• **THE DATA**:
--- START ---
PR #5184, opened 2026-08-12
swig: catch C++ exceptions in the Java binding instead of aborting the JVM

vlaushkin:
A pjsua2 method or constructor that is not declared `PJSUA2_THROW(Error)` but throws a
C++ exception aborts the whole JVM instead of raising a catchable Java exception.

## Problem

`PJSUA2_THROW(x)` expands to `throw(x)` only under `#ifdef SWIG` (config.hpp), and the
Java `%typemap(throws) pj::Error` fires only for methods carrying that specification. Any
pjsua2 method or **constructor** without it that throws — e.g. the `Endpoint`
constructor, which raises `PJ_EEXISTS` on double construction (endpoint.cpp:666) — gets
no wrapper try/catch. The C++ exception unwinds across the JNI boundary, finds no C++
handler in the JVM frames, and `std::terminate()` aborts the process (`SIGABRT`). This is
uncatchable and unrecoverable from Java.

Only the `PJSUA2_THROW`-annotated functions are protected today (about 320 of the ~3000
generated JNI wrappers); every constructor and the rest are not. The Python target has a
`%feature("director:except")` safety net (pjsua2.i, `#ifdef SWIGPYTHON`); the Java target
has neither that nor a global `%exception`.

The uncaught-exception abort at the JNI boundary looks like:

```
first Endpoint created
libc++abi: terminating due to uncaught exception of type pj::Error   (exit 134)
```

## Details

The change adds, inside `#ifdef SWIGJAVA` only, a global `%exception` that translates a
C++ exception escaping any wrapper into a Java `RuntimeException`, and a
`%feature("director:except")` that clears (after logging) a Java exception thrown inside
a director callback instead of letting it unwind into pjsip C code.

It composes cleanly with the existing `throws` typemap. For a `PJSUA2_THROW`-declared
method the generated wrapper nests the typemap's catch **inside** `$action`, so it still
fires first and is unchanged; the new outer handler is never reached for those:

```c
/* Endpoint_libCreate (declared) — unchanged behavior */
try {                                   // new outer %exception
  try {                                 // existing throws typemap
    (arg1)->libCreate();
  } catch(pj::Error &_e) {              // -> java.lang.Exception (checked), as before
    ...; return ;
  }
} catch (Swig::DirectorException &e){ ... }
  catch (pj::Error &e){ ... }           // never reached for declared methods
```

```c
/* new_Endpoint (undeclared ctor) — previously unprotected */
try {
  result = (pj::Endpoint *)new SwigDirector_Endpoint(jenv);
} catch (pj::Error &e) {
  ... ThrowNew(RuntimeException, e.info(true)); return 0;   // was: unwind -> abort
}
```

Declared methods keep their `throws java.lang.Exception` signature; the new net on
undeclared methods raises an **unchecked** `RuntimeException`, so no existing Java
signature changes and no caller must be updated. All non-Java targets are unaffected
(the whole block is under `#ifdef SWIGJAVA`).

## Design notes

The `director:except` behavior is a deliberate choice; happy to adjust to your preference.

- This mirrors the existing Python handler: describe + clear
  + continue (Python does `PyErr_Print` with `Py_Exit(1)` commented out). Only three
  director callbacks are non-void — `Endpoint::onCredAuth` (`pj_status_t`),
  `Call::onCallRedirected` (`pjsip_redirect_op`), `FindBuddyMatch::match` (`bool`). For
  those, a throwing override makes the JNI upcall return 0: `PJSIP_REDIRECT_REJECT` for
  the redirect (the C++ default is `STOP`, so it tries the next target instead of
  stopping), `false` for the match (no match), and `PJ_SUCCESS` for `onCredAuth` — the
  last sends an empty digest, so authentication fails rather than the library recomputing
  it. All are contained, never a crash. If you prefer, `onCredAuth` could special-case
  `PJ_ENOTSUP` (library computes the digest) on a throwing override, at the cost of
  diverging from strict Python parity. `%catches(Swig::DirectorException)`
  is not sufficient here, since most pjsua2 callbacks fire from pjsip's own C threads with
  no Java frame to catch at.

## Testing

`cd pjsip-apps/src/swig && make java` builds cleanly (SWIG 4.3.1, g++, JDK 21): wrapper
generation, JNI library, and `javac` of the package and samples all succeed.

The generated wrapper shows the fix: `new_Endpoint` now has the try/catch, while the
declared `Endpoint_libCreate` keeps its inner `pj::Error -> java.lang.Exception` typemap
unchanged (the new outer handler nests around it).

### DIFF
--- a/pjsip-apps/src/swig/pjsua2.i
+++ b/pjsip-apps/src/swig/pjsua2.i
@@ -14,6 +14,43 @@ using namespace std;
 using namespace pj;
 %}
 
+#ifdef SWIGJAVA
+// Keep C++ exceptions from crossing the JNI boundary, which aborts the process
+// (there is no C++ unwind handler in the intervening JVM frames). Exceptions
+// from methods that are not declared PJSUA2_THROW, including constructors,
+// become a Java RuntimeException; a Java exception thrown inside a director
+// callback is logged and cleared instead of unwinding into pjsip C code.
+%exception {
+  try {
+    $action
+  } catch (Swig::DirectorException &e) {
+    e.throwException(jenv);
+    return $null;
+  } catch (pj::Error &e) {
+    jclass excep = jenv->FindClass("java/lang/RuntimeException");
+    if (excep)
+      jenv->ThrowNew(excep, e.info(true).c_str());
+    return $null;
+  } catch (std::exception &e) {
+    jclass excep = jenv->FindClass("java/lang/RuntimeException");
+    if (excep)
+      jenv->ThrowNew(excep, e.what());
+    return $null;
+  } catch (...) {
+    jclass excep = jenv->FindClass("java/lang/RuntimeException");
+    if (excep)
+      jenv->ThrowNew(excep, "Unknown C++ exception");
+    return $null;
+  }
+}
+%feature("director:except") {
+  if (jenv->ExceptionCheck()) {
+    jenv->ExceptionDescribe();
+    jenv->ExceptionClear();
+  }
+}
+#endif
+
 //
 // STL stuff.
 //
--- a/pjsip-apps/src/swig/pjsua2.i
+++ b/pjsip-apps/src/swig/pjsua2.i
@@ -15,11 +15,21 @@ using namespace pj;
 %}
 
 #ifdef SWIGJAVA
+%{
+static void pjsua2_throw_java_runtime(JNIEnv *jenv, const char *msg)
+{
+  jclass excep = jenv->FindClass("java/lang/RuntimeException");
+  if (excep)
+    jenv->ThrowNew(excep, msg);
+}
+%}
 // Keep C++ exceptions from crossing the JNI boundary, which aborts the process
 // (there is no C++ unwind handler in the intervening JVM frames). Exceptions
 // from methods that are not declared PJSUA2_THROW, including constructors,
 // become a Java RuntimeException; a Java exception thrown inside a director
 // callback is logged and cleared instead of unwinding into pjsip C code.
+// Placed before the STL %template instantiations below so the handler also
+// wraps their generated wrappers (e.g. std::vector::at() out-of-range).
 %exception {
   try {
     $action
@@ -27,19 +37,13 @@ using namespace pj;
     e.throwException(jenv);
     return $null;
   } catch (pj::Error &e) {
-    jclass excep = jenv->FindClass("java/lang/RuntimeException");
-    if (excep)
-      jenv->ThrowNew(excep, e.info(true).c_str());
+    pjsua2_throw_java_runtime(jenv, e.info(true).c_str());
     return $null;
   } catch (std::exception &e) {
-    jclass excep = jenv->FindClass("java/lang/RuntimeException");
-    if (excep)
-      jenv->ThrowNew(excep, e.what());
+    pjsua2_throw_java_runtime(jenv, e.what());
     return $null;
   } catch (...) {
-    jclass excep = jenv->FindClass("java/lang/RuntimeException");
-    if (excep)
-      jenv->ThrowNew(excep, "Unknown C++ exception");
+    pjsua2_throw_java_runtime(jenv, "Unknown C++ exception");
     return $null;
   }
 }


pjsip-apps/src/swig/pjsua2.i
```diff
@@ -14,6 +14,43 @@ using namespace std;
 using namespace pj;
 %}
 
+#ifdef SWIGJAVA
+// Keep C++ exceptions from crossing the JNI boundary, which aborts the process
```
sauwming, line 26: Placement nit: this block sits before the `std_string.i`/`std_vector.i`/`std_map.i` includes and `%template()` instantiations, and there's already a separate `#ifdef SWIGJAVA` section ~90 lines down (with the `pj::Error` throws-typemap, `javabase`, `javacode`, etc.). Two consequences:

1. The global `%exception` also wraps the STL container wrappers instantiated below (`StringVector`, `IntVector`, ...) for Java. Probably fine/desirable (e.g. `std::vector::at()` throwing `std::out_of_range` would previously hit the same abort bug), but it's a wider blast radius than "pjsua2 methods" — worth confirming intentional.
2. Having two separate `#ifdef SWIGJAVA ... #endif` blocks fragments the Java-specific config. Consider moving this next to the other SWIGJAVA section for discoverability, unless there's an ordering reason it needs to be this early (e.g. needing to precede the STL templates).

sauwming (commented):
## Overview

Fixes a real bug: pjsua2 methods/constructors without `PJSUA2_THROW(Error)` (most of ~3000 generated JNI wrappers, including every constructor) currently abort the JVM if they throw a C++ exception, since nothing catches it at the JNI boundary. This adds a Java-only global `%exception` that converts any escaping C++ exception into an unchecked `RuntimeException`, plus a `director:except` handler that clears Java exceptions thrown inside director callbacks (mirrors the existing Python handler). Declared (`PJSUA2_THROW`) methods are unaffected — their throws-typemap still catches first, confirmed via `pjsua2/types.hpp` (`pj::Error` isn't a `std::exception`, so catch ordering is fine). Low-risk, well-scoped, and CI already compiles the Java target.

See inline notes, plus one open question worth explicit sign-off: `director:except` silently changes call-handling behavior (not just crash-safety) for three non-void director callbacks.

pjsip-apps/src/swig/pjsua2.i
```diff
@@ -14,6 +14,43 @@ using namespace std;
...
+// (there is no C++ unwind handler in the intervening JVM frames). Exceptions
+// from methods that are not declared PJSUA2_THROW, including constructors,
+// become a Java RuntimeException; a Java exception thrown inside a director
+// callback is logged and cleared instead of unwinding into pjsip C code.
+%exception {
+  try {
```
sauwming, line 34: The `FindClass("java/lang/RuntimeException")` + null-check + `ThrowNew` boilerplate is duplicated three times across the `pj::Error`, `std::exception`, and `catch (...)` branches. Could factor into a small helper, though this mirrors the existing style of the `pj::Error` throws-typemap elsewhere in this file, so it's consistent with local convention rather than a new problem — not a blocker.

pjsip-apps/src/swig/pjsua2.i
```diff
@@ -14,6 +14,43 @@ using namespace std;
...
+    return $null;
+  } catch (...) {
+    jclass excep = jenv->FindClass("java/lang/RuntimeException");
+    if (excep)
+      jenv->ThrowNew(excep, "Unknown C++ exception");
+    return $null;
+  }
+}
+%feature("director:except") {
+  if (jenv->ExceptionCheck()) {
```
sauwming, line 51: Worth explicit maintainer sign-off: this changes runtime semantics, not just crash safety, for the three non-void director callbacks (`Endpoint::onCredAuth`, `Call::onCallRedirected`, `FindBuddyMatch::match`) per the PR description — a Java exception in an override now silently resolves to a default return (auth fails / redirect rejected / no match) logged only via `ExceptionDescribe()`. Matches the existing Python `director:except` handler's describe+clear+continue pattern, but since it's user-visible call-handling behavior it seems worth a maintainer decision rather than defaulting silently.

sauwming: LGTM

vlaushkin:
--- END ---
--- START ---
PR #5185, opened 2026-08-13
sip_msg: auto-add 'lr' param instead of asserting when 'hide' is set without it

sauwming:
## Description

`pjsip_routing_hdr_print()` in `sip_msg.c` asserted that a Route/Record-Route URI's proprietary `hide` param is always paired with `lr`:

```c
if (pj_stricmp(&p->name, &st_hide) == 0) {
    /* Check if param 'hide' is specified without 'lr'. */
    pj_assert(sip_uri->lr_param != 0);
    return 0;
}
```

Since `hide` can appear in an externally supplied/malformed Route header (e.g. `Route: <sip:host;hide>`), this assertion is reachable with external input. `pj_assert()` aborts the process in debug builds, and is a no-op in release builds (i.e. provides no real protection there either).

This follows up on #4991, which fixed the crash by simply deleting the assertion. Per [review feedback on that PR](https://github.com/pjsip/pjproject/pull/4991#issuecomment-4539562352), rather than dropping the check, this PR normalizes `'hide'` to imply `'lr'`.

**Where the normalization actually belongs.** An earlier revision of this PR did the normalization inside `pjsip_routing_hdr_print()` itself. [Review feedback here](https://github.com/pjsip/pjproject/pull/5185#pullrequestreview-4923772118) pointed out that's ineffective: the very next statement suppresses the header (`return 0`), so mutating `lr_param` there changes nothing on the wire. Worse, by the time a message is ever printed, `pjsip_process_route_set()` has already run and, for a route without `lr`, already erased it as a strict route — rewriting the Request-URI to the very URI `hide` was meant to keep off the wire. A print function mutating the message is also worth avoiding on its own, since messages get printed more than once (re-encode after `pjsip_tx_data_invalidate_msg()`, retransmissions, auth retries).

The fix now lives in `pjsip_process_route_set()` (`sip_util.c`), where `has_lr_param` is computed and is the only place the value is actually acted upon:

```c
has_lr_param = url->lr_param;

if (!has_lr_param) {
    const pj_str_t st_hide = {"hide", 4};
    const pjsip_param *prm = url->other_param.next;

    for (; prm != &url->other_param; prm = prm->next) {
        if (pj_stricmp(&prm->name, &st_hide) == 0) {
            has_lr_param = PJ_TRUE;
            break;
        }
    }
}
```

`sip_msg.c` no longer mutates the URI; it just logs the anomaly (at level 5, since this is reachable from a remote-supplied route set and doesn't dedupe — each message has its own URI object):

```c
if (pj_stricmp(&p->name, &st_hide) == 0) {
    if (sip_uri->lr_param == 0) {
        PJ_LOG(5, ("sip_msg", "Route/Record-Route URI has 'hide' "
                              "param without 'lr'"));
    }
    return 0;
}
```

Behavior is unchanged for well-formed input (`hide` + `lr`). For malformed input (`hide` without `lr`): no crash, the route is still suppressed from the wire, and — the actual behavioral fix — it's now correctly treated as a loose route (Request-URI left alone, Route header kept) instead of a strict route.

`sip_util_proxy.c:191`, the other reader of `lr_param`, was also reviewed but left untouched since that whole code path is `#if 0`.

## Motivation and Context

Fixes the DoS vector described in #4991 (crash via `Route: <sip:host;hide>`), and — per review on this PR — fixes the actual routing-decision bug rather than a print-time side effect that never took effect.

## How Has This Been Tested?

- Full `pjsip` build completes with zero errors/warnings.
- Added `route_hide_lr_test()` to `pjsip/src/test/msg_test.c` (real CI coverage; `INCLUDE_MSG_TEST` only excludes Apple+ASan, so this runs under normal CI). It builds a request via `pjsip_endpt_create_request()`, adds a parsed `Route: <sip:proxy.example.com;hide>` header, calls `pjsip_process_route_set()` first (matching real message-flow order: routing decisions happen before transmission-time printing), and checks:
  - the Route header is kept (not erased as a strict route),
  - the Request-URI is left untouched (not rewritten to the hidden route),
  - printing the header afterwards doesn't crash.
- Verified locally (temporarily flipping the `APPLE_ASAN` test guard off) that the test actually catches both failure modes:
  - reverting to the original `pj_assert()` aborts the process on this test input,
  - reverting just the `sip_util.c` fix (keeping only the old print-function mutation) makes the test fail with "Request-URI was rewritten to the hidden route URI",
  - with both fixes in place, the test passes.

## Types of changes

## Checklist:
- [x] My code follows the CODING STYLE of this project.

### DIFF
--- END ---
• **EXERCISE PROMPT**:
In the entries above, the lines between the one holding "PR #5184, opened 2026-08-12" and the one holding "C++ exception aborts", inclusive, are to be printed exactly as written, and those alone.

• **COMPLETED EXERCISE**:
PR #5184, opened 2026-08-12
swig: catch C++ exceptions in the Java binding instead of aborting the JVM

vlaushkin:
A pjsua2 method or constructor that is not declared `PJSUA2_THROW(Error)` but throws a
C++ exception aborts the whole JVM instead of raising a catchable Java exception.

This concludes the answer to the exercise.